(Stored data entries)
PR #16701, opened 2023-04-06
WFLY-17859 Channel add operations created by legacy parser can fail if run before jgroups subsystem is added

pferraro:
https://issues.redhat.com/browse/WFLY-17859

### DIFF
--- a/clustering/jgroups/extension/src/main/java/org/jboss/as/clustering/jgroups/subsystem/JGroupsSubsystemResourceDefinition.java
+++ b/clustering/jgroups/extension/src/main/java/org/jboss/as/clustering/jgroups/subsystem/JGroupsSubsystemResourceDefinition.java
@@ -40,10 +40,16 @@ import org.jboss.as.clustering.controller.SimpleResourceRegistrar;
 import org.jboss.as.clustering.controller.SubsystemRegistration;
 import org.jboss.as.clustering.controller.SubsystemResourceDefinition;
 import org.jboss.as.controller.AttributeDefinition;
+import org.jboss.as.controller.OperationContext;
+import org.jboss.as.controller.OperationFailedException;
+import org.jboss.as.controller.OperationStepHandler;
+import org.jboss.as.controller.PathAddress;
 import org.jboss.as.controller.PathElement;
 import org.jboss.as.controller.SimpleAttributeDefinitionBuilder;
 import org.jboss.as.controller.capability.RuntimeCapability;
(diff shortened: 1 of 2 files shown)


clustering/jgroups/extension/src/main/java/org/jboss/as/clustering/jgroups/subsystem/JGroupsSubsystemResourceDefinition.java
```diff
@@ -110,11 +116,31 @@ public void register(SubsystemRegistration parentRegistration) {
...
+
+        ExecuteIfAbsentStepHandler(OperationStepHandler handler) {
+            this.handler = handler;
+        }
+
+        @Override
+        public void execute(OperationContext context, ModelNode operation) throws OperationFailedException {
+            PathAddress address = context.getCurrentAddress();
+            Resource parent = context.readResourceFromRoot(address.getParent(), false);
+            if (!parent.hasChild(address.getLastElement())) {
```
bstansberry, line 141: There is a still race between L140 and L142.

pferraro: @bstansberry Do you mean that operations generated by 2 subsystem parsers will execute concurrently?

bstansberry: @pferraro Yes, that is part of what parallel boot does. Operations are grouped by subsystem and the groups are executed concurrently. Different subsystems updating each other is not allowed. I must not have noticed this when reviewing #6736.

TBH this is probably good enough. The InfinispanSubsystemXMLReader logic has been there since 2014 and apparently wasn't a big problem. Your fix makes it even less of one. Over time parsing documents using these is getting less and less common, so the whole thing seems like an edge case. But, your marking the JIRA as Critical makes me wonder if I'm not understanding something.

pferraro: Yeah - the problematic logic in InfinispanSubsystemXMLReader only exists to support XML schemas from AS 7.x.  Hopefully, we can remove this soon?
I sent you a DM explaining the reason for the critical priority.

bstansberry:
Thanks @pferraro

PR #16713, opened 2023-04-07
[WFLY-17856] The undertow-servlet module needs a dependency on the Elytron EE Jakarta Authorization module

darranl:
It now implements an SPI from this module.

https://issues.redhat.com/browse/WFLY-17856


bstansberry:
Thanks @darranl

PR #16715, opened 2023-04-10
WFLY-17875 Channels added by ancient Infinispan schema can fail if no stack was defined

pferraro:
https://issues.redhat.com/browse/WFLY-17875

Verified by @emmartins


bstansberry:
Thanks @pferraro and @emmartins

PR #16723, opened 2023-04-11
WFLY-17881 Fix Jakarta EE 10 TCK jpa/core test failures (related to Byte[]/Character[] mapping changes in ORM 6.2)

scottmarlow:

Required action
Take the lines above from the one holding "Thanks @pferraro and @emmartins" to the last and output them exactly.

Exercise answer
Thanks @pferraro and @emmartins

PR #16723, opened 2023-04-11
WFLY-17881 Fix Jakarta EE 10 TCK jpa/core test failures (related to Byte[]/Character[] mapping changes in ORM 6.2)

scottmarlow:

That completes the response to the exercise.